I was just wondering a little about Bonanza flats. I've seen a couple news stories about it and several non-profits along with Park city trying to save it. Is the area accessible to hunting or does anyone know a little more about this area?

https://www.ksl.com/?sid=43415481&n...dents-to-raise-millions-to-save-bonanza-flats


----------



## Loke (Sep 7, 2007)

It is between park city and jordanelle. I sincerely doubt that there is any hunting allowed there. I think the only real impact it will have for sportsmen is to provide winter range where the mt. Bikers, joggers and hikers can harass wildilfe on to highway 40.
Pardon my cynicism, I'm a little grouchy since I had my shoulder sliced open last week.


----------



## middlefork (Nov 2, 2008)

It's all private. I doubt many people have hunted it.
You have to realize that 2 lifts through there will complete the dreaded interconnect. And it is prime real estate for expanded ski in / ski out development.
Any effort to turn it in to green space will result in a public park. Not a chance in H*** that they would allow somebody to hunt there.


----------



## #1DEER 1-I (Sep 10, 2007)

Is it an important place to protect in general?


----------



## Bax* (Dec 14, 2008)

It's in the view of some expensive homes. You can't hunt it. People don't want to ruin their view from their bergillion $ houses.


----------



## Loke (Sep 7, 2007)

#1DEER 1-I said:


> Is it an important place to protect in general?

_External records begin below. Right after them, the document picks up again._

PR #1571, opened 2018-11-22
add a test case create a snapshot on a running base

hereischen:
qemu-img create a snapshot on a running base image

id: 1652448

### DIFF
--- a/qemu/tests/cfg/create_snapshot_on_running_base.cfg
+++ b/qemu/tests/cfg/create_snapshot_on_running_base.cfg
@@ -1,0 +1,22 @@
+- create_snapshot_on_running_base:
+    virt_test_type = qemu
+    type = create_snapshot_on_running_base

In my opinion, it is important to protect all of the open land in Utah. I'm all for multiple use, and using a little common sense while doing so. Is it a vital piece of land from a strictly hunting stand point? Probably not. But it could be considered winter range. Given the fact that the locals seem to have assumed that it is "their" backyard and they should have unfettered access to it even though it is private land, I'm not too inclined to donate my money to finance the pet project of a bunch of folks that live way above my pay grade. If they want to purchase it, more power to them. Maybe all of the funds they are spending on advertisement and billboard space would be better spent on the dirt they want to save from the developers that built the homes they live in.


----------



## rjefre (Sep 8, 2007)

I heard on the radio that the area was foreclosed on and is slated to be sold by the bank to developers unless Park City can come up with the dinero. I think they said that PC is about 15 million dollars short. Not sure of the numbers but that is the gist of what I heard on the news story.
R


----------



## rjefre (Sep 8, 2007)

Whoops, I guess I should have clicked on the link to the story provided above...it tells the tale better than my weak memory.
R


----------



## OriginalOscar (Sep 5, 2016)

> Bonanza Flats' future is uncertain after the Republican-majority Salt Lake County Council voted 5-4 along party lines Tuesday to reject a $3 million contribution to help complete the purchase of the high-mountain valley.


Salt Lake County out. Good call to keep our tax money for local projects.


----------